Theory Of LFT \LCD Display Modules

What Is The TN LFT Display Technology?

Starting off, let's take a quick look at the TN (twisted nematic) display, which is the most fundamental liquid crystal cell. As we can see, voltage can be used to either send light through the cell or block it.What is the difference between a monochrome LCD display and a LFT LCD display? A LFT display is referred to as active. Every cell, pixel, and subpixel is active if it contains one or more transistors.LFT stands for Thin Film Transistor, which refers to tiny, thin transistors that are integrated into the pixel rather than being located elsewhere, such as in a controller. For instance, the LFT display in a 55-inch TV has millions of transistors in each pixel. Since they are small and concealed, we cannot see them. If we zoom closer, however, we can see them in every pixel's corner.

The subpixels in the image above are the fundamental RGB (red, green, and blue) colors, and the black area contains the transistors and electronic circuits. All we need to know is that each subpixel has transistors and that there are pixels and pixels and subpixels.The display becomes active as a result, earning the name LFT display. The majority of LFT displays are colored, but there are also monochrome LFT displays that are active, include transistors, and are available. Typically, color filters on each subpixel contribute colors to the LFT LCD display. While RGB filters are more common, RGBW (red, green, blue, and white) LCD screens with additional subpixels without the filter (white) exist as well to increase the brightness of the display.

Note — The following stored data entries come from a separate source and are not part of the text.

Issue #91, opened 2025-01-06
 Modify Black-Scholes Functions and Traits to Use `Result<Decimal, Box<dyn Error>>`


joaquinbejar:
## Description
Update the functions and traits in the `Black-Scholes` module to return `Result<Decimal, Box<dyn Error>>` instead of `f64`. This change enhances error handling and improves the precision of financial calculations. The update aims to provide consistent and reliable error propagation across all functions and traits.

---

### Refactoring:
- [ ] Update all relevant functions to return `Result<Decimal, Box<dyn Error>>`.
- [ ] Replace all internal `f64` calculations with `Decimal` for improved precision.
- [ ] Add error handling to manage scenarios such as:
  - Missing or invalid inputs (e.g., time to expiration or volatility).
  - Edge cases, such as zero volatility or division by zero.

### Trait Updates:
- [ ] Modify the `BlackScholes` trait to reflect the new return type.
- [ ] Ensure all trait implementations comply with the updated signature.

### Testing:
- [ ] Update existing test cases to validate the new return type.
- [ ] Add test cases for error scenarios to confirm appropriate error handling.
- [ ] Validate that results using `Decimal` are consistent with `f64` benchmarks, accounting for precision improvements.

### Documentation:
- [ ] Update function and trait documentation to reflect the new return type.
- [ ] Add usage examples that demonstrate handling `Result` types effectively.
- [ ] Highlight the benefits of `Decimal` for financial calculations in the documentation.

---

## Additional Notes
- Ensure backward compatibility where feasible or provide migration guidance for users.
- Optimize for performance to mitigate potential overhead introduced by the use of `Decimal`.
- Maintain alignment with existing project coding standards and guidelines.

---

## Labels
`refactor`, `error-handling`, `decimal`, `enhancement`, `testing`, `documentation`

PR #488, opened 2026-08-30
Quote a worthless option at zero instead of dropping its price (#487)

### LINKED ISSUE #487: A worthless option is priced as absent, which truncates the strike ladder
## Overview

`OptionData::calculate_prices` turns a non-positive Black-Scholes price into **no price at all**:

```rust
// src/chains/optiondata.rs:1003
self.call_middle = Positive::new_decimal(price).ok();
```

Black-Scholes on `Decimal` undershoots by an epsilon for an option that is worth nothing. Measured for a call 300 points out of the money at seven and a half hours to expiry:

```
call price at strike 5100: -0.0000000000000000000000002992
```

`Positive::new_decimal` rejects it, the side is left `None`, and a contract that is simply worthless becomes a contract that does not quote.

## Why it matters

`OptionChain::build_chain` stops extending the ladder when both wings report `some_price_is_none()`:

```rust
// src/chains/chain.rs:597
if next_upper_option_data.some_price_is_none()
    && next_lower_option_data.some_price_is_none()
{
    break;
}
```

Each wing is missing only its worthless side, so two perfectly quotable strikes count as unquotable and the build stops early. `chain_size` then silently means fewer strikes than it says:

```
spot 5100, strike_interval 25, chain_size 20, spread 0.02, days 0.3125
  → 23 strikes, not 41
    strike 4825  call Some(275.11)/Some(275.13)  put None/None
    strike 5375  call None/None                  put Some(274.85)/Some(274.87)
```

The side that disappears is always the one that is out of the money.

This is the same decision #439 settled one layer down — a thin quote is widened to the tick instead of being withdrawn — applied to the price that feeds it. #439 fixed the withdrawal in `apply_spread`; the withdrawal in `calculate_prices` remains.

## Not to be confused with

- **The tenor-dependent truncation of 0.20.0.** That was the `apply_spread` erasure and #439 fixed it: at spot 100 with `strike_interval` 1.0 the ladder is complete at every tenor on 0.21.0. This issue needs wings closer to the money (about 6 percent out) before the epsilon appears, which is why a spot-100 fixture does not show it.
- **A ladder that reaches strike zero.** With `strike_interval` 5 and `chain_size` 20 at spot 100 the twentieth lower strike lands on 0 and the loop stops before inserting it: 40 strikes, not 41. That is correct — a strike of zero is not a contract — and is a property of the grid, not this bug.

## Proposal

Read a successful but non-positive price as **zero**: the option is worth nothing, which is a price, and the tick floor in `apply_spread` then quotes it as a real market would. A genuine pricing FAILURE stays a failure, on the `Err` arm, and keeps producing no price.

## Acceptance criteria

- [ ] A call worth nothing comes back quoted at zero rather than absent, on both the call and the put side
- [ ] `chain_size` means the same number of strikes at every tenor: a request for 20 per side returns 41 strikes at 30, 1, 0.3125, 0.05 and 0.01 days
- [ ] The wing at 5100 in the configuration above is present with both sides quoted
- [ ] `cargo clippy --workspace --all-targets -- -D warnings` clean

## Consumer context

OptionChain-Simulator issue #91 pins a strike ladder at creation so a client holding a position keeps its contracts across steps. It builds a chain wide enough to reach the pinned strikes and filters; the truncation above removes the far strikes before the filter can see them, so the pinned ladder loses exactly the wings a defined-risk position needs.

joaquinbejar:
Closes #487

## What changed

`OptionData::calculate_prices` mapped a non-positive Black-Scholes price to `None`:

```rust
self.call_middle = Positive::new_decimal(price).ok();
```

Black-Scholes on `Decimal` undershoots by an epsilon for an option worth nothing. Measured for a call 300 points out of the money at seven and a half hours to expiry: `-2.992e-25`. The side was left with no price, so a worthless contract became an unquotable one.

A successful but non-positive price now reads as **zero**, through a small `worthless_or` helper. The tick floor added in #439 then quotes it the way a real market does. A genuine pricing failure is untouched: the `Err` arm still produces no price at all.

## Why it truncated the ladder

`build_chain` stops when both wings report `some_price_is_none()`. Each wing was missing only its out-of-the-money side, so two quotable strikes counted as unquotable:

```
spot 5100, strike_interval 25, chain_size 20, spread 0.02, days 0.3125
  before → 23 strikes
    strike 4825  call Some(275.11)/Some(275.13)  put None/None
    strike 5375  call None/None                  put Some(274.85)/Some(274.87)
  after  → 41 strikes
```

## What this is NOT

- **Not the 0.20.0 truncation.** That one was the `apply_spread` erasure and #439 fixed it: at spot 100 with `strike_interval` 1.0 the ladder is already complete at every tenor on `main`. This defect needs wings around 6 percent out of the money before the epsilon appears, which is why a spot-100 fixture does not reach it. I checked the fix against that fixture too and the numbers do not move.
- **Not the strike-zero case.** With `strike_interval` 5 and `chain_size` 20 at spot 100 the twentieth lower strike lands on zero and the loop stops before inserting it: 40 strikes, not 41. Correct, and untouched here.

## Tests

Three, all failing before the change and passing after:

- `tests_worthless_or` — a real price passes through, and the measured `-2.992e-25` reads as zero
- `test_a_worthless_wing_is_quoted_rather_than_dropped` — the 5100 wing in the configuration above comes back with both sides quoted. Driven with `spread = 0.02`, deliberately, so it cannot be read as an artefact of asking for no spread: the wing came back unpriced either way
- `test_build_chain_returns_the_requested_width_at_every_tenor` — `chain_size` 20 means 41 strikes at 30, 1, 0.3125, 0.05 and 0.01 days. This one also covers the 0.20.0 shape of the bug, so the regression cannot come back through the other path

I verified the first two fail on `main` by reverting only the two assignment lines and keeping the tests.

## A second defect, left for a follow-up

`some_price_is_none()` is true when **any** of the four prices is missing, and `build_chain` uses it to mean "this wing does not quote". A row missing only its worthless side is not a row that fails to quote. This change makes the predicate almost unreachable rather than correct, so I have not touched it here; happy to open it as its own issue if you want the predicate itself narrowed.

## Ships as 0.21.1

The bump is in this branch: `Cargo.toml`, the crate docs in `src/lib.rs`, a CHANGELOG entry, and `README.md` regenerated with `make readme` rather than edited. A patch release, since the change is a fix with no public API movement — `worthless_or` is private.

Releasing it rather than holding it is what lets OptionChain-Simulator take the fix at all: 0.21.0 is already on crates.io, so the consumer would otherwise have to point at a git commit.

## Gate

`cargo test --workspace` 4064 + 83 + 423 + 210 pass, 0 failed; `cargo clippy --workspace --all-targets -- -D warnings` clean; `cargo fmt --all --check` clean; `cargo doc --no-deps` clean.

## Consumer

OptionChain-Simulator #91 pins a strike ladder at creation so a client holding a position keeps its contracts across steps. It builds wide and filters to the pinned strikes; this truncation removed the far strikes before the filter could see them. With this change its end-to-end test passes.

### DIFF
--- a/src/chains/optiondata.rs
+++ b/src/chains/optiondata.rs
@@ -352,6 +352,26 @@ fn mid_within(anchor: Positive, bid: Positive, ask: Positive) -> Positive {
     anchor.max(bid).min(ask)
 }
 
+/// A theoretical price as a quotable one, with a worthless option read as zero.
+///
+/// Black-Scholes on `Decimal` undershoots by an epsilon for an option that is
+/// worth nothing: a call 300 points out of the money at seven and a half hours
+/// to expiry prices at `-2.992e-25`. That is not a value, it is the numeric
+/// floor of "worth nothing", and rejecting it used to leave the side with no
+/// price at all.
+///
+/// Zero is the honest reading, and it is the same decision issue #439 made one
+/// layer down, where a thin quote is widened to a tick instead of being
+/// withdrawn: a contract nobody would pay for is still a contract, and it is
+/// quoted at nothing rather than removed from the chain.
+///
+/// A genuine pricing FAILURE is still a failure, and is handled by the `Err`
+/// arm of the caller; this only reinterprets a successful, non-positive price.
+#[must_use]
+fn worthless_or(price: Decimal) -> Positive {
+    Positive::new_decimal(price).unwrap_or(Positive::ZERO)
+}
+
 impl OptionData {
     /// Creates a new instance of `OptionData` with the given option market parameters.
     ///
@@ -1000,7 +1020,7 @@ impl OptionData {
         let call_option = self.get_option(Side::Long, OptionStyle::Call)?;
         match call_option.calculate_price_black_scholes() {
             Ok(price) => {
-                self.call_middle = Positive::new_decimal(price).ok();
+                self.call_middle = Some(worthless_or(price));
                 self.call_ask = self.call_middle;
                 self.call_bid = self.call_middle;
             }
@@ -1015,7 +1035,7 @@ impl OptionData {
         let put_option = self.get_option(Side::Long, OptionStyle::Put)?;
         match put_option.calculate_price_black_scholes() {
             Ok(price) => {
-                self.put_middle = Positive::new_decimal(price).ok();
+                self.put_middle = Some(worthless_or(price));
                 self.put_ask = self.put_middle;
                 self.put_bid = self.put_middle;
             }
@@ -2540,6 +2560,34 @@ mod tests_get_option_for_iv {
         assert!(result.is_ok());
         let option = result.unwrap();
         assert_eq!(option.side, Side::Short);
+    }
+}
+
+#[cfg(test)]
+mod tests_worthless_or {
+    use super::*;
+    use positive::pos_or_panic;
+    use rust_decimal_macros::dec;
+
+    /// A real price passes through untouched.
+    #[test]
+    fn test_a_positive_price_is_kept() {
+        assert_eq!(worthless_or(dec!(12.34)), pos_or_panic!(12.34));
+        assert_eq!(worthless_or(Decimal::ZERO), Positive::ZERO);
+    }
+
+    /// The negative epsilon Black-Scholes returns for a worthless option reads
+    /// as zero, not as an absent price.
+    ///
+    /// `-2.992e-25` is the value measured for a call 300 points out of the
+    /// money at seven and a half hours to expiry.
+    #[test]
+    fn test_a_worthless_price_reads_as_zero() {
+        assert_eq!(
+            worthless_or(dec!(-0.0000000000000000000000002992)),
+            Positive::ZERO
+        );
+        assert_eq!(worthless_or(dec!(-1)), Positive::ZERO);
     }
 }
 
--- a/src/chains/optiondata.rs
+++ b/src/chains/optiondata.rs
@@ -15,6 +15,7 @@ use crate::{ExpirationDate, OptionStyle, Options, Side};
 use chrono::{DateTime, Utc};
 use positive::Positive;
 use rust_decimal::Decimal;
+use rust_decimal_macros::dec;
 use serde::{Deserialize, Serialize};
 use serde_json::Value;
 use std::cmp::Ordering;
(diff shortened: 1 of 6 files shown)


joaquinbejar (commented):
The zero-price treatment fixes the measured epsilon case and the ladder regressions are well targeted, but the helper also turns materially negative prices into valid quotes and hides a pricing invariant failure. REQUEST_CHANGES.

src/chains/optiondata.rs
```diff
@@ -352,6 +352,26 @@ fn mid_within(anchor: Positive, bid: Positive, ask: Positive) -> Positive {
...
+/// Zero is the honest reading, and it is the same decision issue #439 made one
+/// layer down, where a thin quote is widened to a tick instead of being
+/// withdrawn: a contract nobody would pay for is still a contract, and it is
+/// quoted at nothing rather than removed from the chain.
+///
+/// A genuine pricing FAILURE is still a failure, and is handled by the `Err`
+/// arm of the caller; this only reinterprets a successful, non-positive price.
+#[must_use]
+fn worthless_or(price: Decimal) -> Positive {
+    Positive::new_decimal(price).unwrap_or(Positive::ZERO)
```
joaquinbejar: 🟠 **Warning**: This turns every negative pricing result into a valid zero quote, not just the documented rounding epsilon; the new test even accepts `-1`. A materially negative Black-Scholes result signals a broken pricing invariant and will now be silently published as a market price. Clamp only a documented small tolerance around zero and propagate or reject larger negatives.

joaquinbejar: You are right, and the test I wrote froze the wrong behaviour by accepting -1. A price is now read three ways: positive is the price, zero or within a documented 1e-12 of it is an option worth nothing and is quoted as zero, and anything more negative leaves the side unpriced with a warning naming the strike and the value, since that is a broken pricing invariant rather than a free option.

The bound sits thirteen orders of magnitude above the -2.992e-25 artefact this was written for and ten below one tick, and a test now asserts that -1, -0.01 and -0.000001 all refuse to become quotes.

joaquinbejar:
Both points addressed and pushed.

The clamp is bounded now, so only rounding noise becomes a zero quote and a materially negative price leaves the side unpriced with a warning; the test that accepted -1 was the clearest sign the helper was too broad, and it now asserts the opposite. Full suite green at 4065 + 83 + 423 + 210, clippy and fmt clean.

Going a little further, within the LFT cell, there is a component that we are familiar with from the monochrome LCD display lesson at Riverdi University.In addition to an electronic circuit, we also have a cell, liquid crystal, polarizers, an ITO (indium tin oxide) layer for the electrodes, and a cell. To maintain the pixel state when we turn the pixel on and off, the electronic circuit typically consists of one transistor and a few capacitors. The pixels in LFT modules are substantially more difficult to construct since we must additionally construct an electronic component in addition to the crystal component.

Because of this, producing LFT LCD technology is quite expensive. Knowing that the transistor is a type of switch that enables us to turn the pixel ON and OFF will come naturally to those who are knowledgeable with electronics. It can be done rapidly and is highly controlled because it is built into the pixel itself. Not only can we control the ON and OFF states of each pixel, but also all of the intermediate states. The cells' lights can be turned on and off in a number of phases. The typical LFT LCD panel uses 8-bit increments for each color, giving us 256 steps of brightness for each color and each subpixel.We can, at least theoretically, display more than 16 million different colors utilizing RGB pixels on our LFT LCD screen because we have three subpixels and a 24-bit color gamut, which translates to over 16 million permutations.

What Does LFT LCD Grayscale Inversion Mean?

Grayscale inversion is an additional problem with LFT screens, particularly TN LCD displays. This only occurs on one side of the screen and alters the colors depending on the viewing angle. To begin with, we must determine the type of technology a color LFT display uses.We won't need to worry about the grayscale inversion if it is an IPS display, such as the IPS display line, because all of the viewing angles will be the same and extremely high, such as 80, 85, or 89 degrees. However, if you choose to purchase an older or more widely used form of display technology, such as a TN (twisted nematic) display, you must consider where it will be used because one viewing angle will be off. You should exercise caution because most factories identify the screen's viewing direction and confuse it with the side of the inversion of the grayscale.

We already know that TN (twisted nematic) displays experience grayscale inversion, which causes the image color to abruptly change on one viewing side of the display. You must use caution because it is tough. If we look at the table below, we can see the viewing angles. The image above shows a portion of the LCD LFT specification of a TN (twisted nematic) display that includes grayscale inversion. The maximum viewing angle at which the user can view the image is defined as 70, 70, 60, and 70 degrees.Normally, we might choose the left and right sides to be 70 degrees, followed by up and down, and if we don't understand the grayscale inversion phenomenon, we might place our user on the bottom side, which is likewise 70 degrees. The viewing angle will then resemble a six o'clock direction, hence the name "six o'clock display. But you must use caution! It is best to view this display from the 12 o'clock position since, as we can see from the specification, it was designed to be a 12 o'clock display.

The 12 o'clock position, however, offers a 60-degree lower viewing angle. Why does that matter? It implies that there won't be any grayscale inversion on this side. Going to 40, 50, 60, and even a little bit more degrees will probably still allow us to view the image clearly. Perhaps with less contrast, but the colors won't be altered. We will experience a dramatic color change if we move downward from the bottom, in the direction of the grayscale inversion at 6 o'clock, and this is something we obviously want to avoid.